De twee jongste dochters belanden in een centrum en groeien uit tot het tegenovergestelde van hun geradicaliseerde zussen: mooie, open, warme mensen.
Ben Hania: Ze stralen inderdaad ongelofelijk veel licht, hoop, humor, kracht en maturiteit uit. Zonder hen zou er geen film zijn.
Het is een beangstigende vaststelling hoe één moment je leven zo kan determineren. De oudste zussen wilden de jongste zussen meenemen. Dat is niet gelukt. De jongsten zijn daarop in een centrum geplaatst om rekrutering of ontvoering te voorkomen. Daar hebben ze veel bijgeleerd. Het veranderde hun leven ten goede. Het bewijst dat ook de oudsten gered hadden kunnen worden. Maar voor hetzelfde geld was de jongsten hetzelfde overkomen als de oudsten. Dat beseffen ze.
Four Daughters
Vanaf 13.09 in de bioscoop.
Kaouther Ben Hania
Geboren in 1977 in Tunesië.
Studeert film in Tunesië en Parijs (Fémis, Sorbonne).
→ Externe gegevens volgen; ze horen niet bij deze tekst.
PR #316, opened 2026-04-14
[BC-90] - Return empty assessment set

mboyd-moj:
## What

If a claim exists but has no assessments then we should return a 200 and an empty result set instead of a 404

## Checklist

### DIFF
--- a/claims-data/service/src/main/java/uk/gov/justice/laa/dstew/payments/claimsdata/service/AssessmentService.java
+++ b/claims-data/service/src/main/java/uk/gov/justice/laa/dstew/payments/claimsdata/service/AssessmentService.java
@@ -1,5 +1,7 @@
 package uk.gov.justice.laa.dstew.payments.claimsdata.service;
 
+import static uk.gov.justice.laa.dstew.payments.claimsdata.service.ClaimValidationService.NO_CLAIM_FOUND_WITH_ID_ERROR;
+
 import jakarta.validation.constraints.NotNull;
 import java.math.BigDecimal;
 import java.util.List;
@@ -16,6 +18,7 @@ import uk.gov.justice.laa.dstew.payments.claimsdata.entity.Assessment;
 import uk.gov.justice.laa.dstew.payments.claimsdata.entity.Claim;
 import uk.gov.justice.laa.dstew.payments.claimsdata.entity.ClaimSummaryFee;
 import uk.gov.justice.laa.dstew.payments.claimsdata.exception.AssessmentNotFoundException;
+import uk.gov.justice.laa.dstew.payments.claimsdata.exception.ClaimNotFoundException;
 import uk.gov.justice.laa.dstew.payments.claimsdata.mapper.AssessmentMapper;
 import uk.gov.justice.laa.dstew.payments.claimsdata.model.AssessmentGet;
 import uk.gov.justice.laa.dstew.payments.claimsdata.model.AssessmentPost;
@@ -123,22 +126,21 @@ public class AssessmentService {
    * <ul>
    *   <li>Validates that the provided {@code claimId} is not null.
    *   <li>Fetches assessments from the repository ordered by creation date (descending).
-   *   <li>If no assessments are found, throws {@link AssessmentNotFoundException}.
    *   <li>Maps the list of assessments to an {@link AssessmentResultSet} using the mapper.
    * </ul>
    *
    * @param claimId the unique identifier of the claim; must not be {@code null}.
    * @return an {@link AssessmentResultSet} containing all assessments for the claim.
    * @throws IllegalArgumentException if {@code claimId} is {@code null}.
-   * @throws AssessmentNotFoundException if no assessments exist for the given claim ID.
+   * @throws ClaimNotFoundException if no claim exists for the given claim ID.
    */
   @Transactional(readOnly = true)
   public AssessmentResultSet getAssessmentsByClaimId(@NotNull UUID claimId, Pageable pageable) {
-    var assessments = assessmentRepository.findByClaimId(claimId, pageable);
-    if (assessments.isEmpty()) {
-      throw new AssessmentNotFoundException(
-          String.format("No assessments found for claimId: %s", claimId));
+    if (!claimRepository.existsById(claimId)) {
+      throw new ClaimNotFoundException(String.format(NO_CLAIM_FOUND_WITH_ID_ERROR, claimId));
     }
+
+    var assessments = assessmentRepository.findByClaimId(claimId, pageable);
     return assessmentMapper.toAssessmentResultSet(assessments);
   }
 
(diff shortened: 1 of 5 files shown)


claims-data/service/src/main/java/uk/gov/justice/laa/dstew/payments/claimsdata/service/AssessmentService.java
```diff
@@ -123,22 +123,16 @@ public AssessmentGet getAssessment(UUID claimId, UUID assessmentId) {
...
    * @throws IllegalArgumentException if {@code claimId} is {@code null}.
-   * @throws AssessmentNotFoundException if no assessments exist for the given claim ID.
    */
   @Transactional(readOnly = true)
   public AssessmentResultSet getAssessmentsByClaimId(@NotNull UUID claimId, Pageable pageable) {
     var assessments = assessmentRepository.findByClaimId(claimId, pageable);
-    if (assessments.isEmpty()) {
-      throw new AssessmentNotFoundException(
-          String.format("No assessments found for claimId: %s", claimId));
-    }
```
naseberry, line 141: Now, should we update the OpenAPI spec to clarify that 404 is only returned if the endpoint itself is invalid, not for empty results? i.e. from `Claim not found` to `Invalid claim ID format or endpoint not found`

claims-data/service/src/test/java/uk/gov/justice/laa/dstew/payments/claimsdata/controller/AssessmentControllerTest.java
```diff
@@ -277,19 +276,6 @@ void shouldReturnAssessmentsForValidClaimId() throws Exception {
...
-
-      when(assessmentService.getAssessmentsByClaimId(eq(claimId), any(Pageable.class)))
-          .thenThrow(new AssessmentNotFoundException("No assessments found"));
-
-      mockMvc
-          .perform(get("/api/v1/claims/{claimId}/assessments", claimId))
-          .andExpect(status().isNotFound())
-          .andExpect(jsonPath("$.message").value("No assessments found"));
-    }
-
```
naseberry, line 292: Do we have/need a test to cover a `no assessment` scenario?

claims-data/service/src/test/java/uk/gov/justice/laa/dstew/payments/claimsdata/mapper/AssessmentMapperTest.java
```diff
@@ -151,6 +151,19 @@ void toAssessmentResultSet_mapsContentAndPagination() {
...
+  void toAssessmentResultSet_mapsEmptyPage() {
+    var page = new PageImpl<Assessment>(List.of());
+
+    var result = mapper.toAssessmentResultSet(page);
+
+    assertNotNull(result);
+    assertEquals(0, result.getNumber());
+    assertEquals(0, result.getSize());
+    assertEquals(0, result.getTotalElements());
+    assertEquals(1, page.getTotalPages());
```
naseberry, line 164: Is this correct? If no assessment, shouldn't  getTotalPages be `0` instead of `1`?

mboyd-moj: Looks like this comes from the Spring Page implementation:
```
	@Override
	public int getTotalPages() {
		return getSize() == 0 ? 1 : (int) Math.ceil((double) total / (double) getSize());
	}
```
I guess it makes sense to define like this as one page of zero size, rather than zero pages of arbitrary size

claims-data/service/src/main/java/uk/gov/justice/laa/dstew/payments/claimsdata/service/AssessmentService.java
mboyd-moj: I don't believe there is any usecase now where we can get 404 here anymore other than mistyped URL which is true of any endpoint. An invalid claim ID gets raised as a 400. Should I just remove 404 from the spec?

claims-data/service/src/test/java/uk/gov/justice/laa/dstew/payments/claimsdata/controller/AssessmentControllerTest.java
mboyd-moj: I removed it here as there is now no functional difference in the Controller between a response with/without assessments, we just pass through whatever the service returned

claims-data/service/src/main/java/uk/gov/justice/laa/dstew/payments/claimsdata/service/AssessmentService.java
BenJusticeDigital: Yes if it is not a possible return value on this endpoint and is specified as one.

claims-data/service/src/test/java/uk/gov/justice/laa/dstew/payments/claimsdata/controller/AssessmentControllerTest.java
BenJusticeDigital: Although there’s no longer a functional difference in the controller logic, the test still serves to document and verify expected behaviour for an empty service response, rather than branching logic. So i believe we should still have a test for it.

BenJusticeDigital (changes requested):

claims-data/service/src/main/java/uk/gov/justice/laa/dstew/payments/claimsdata/service/AssessmentService.java
mboyd-moj: Removed

claims-data/service/src/test/java/uk/gov/justice/laa/dstew/payments/claimsdata/controller/AssessmentControllerTest.java
mboyd-moj: Sure, added it back in

claims-data/service/src/test/java/uk/gov/justice/laa/dstew/payments/claimsdata/mapper/AssessmentMapperTest.java
PhilDigitalJustice: Yeah spring always has a single page size as you have returned a payload

claims-data/service/src/main/java/uk/gov/justice/laa/dstew/payments/claimsdata/service/AssessmentService.java
mboyd-moj: Popped this back in as we now have 404 for missing claim

BenJusticeDigital (approved):
LGTM!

Werkt zes jaar aan Zaineb n’aime pas la neige, een documentaire over een Tunesisch meisje dat niet met haar moeder naar Canada wil migreren.
Strikt Koen De Bouw, Wim Delvoye en Monica Bellucci voor The Man Who Sold His Skin en helpt Tunesië aan een eerste Oscar-nominatie.
Wint met Four Daughters nevenprijzen op het filmfestival van Cannes, zoals de prijs voor beste documentaire en de Positive Cinema Award.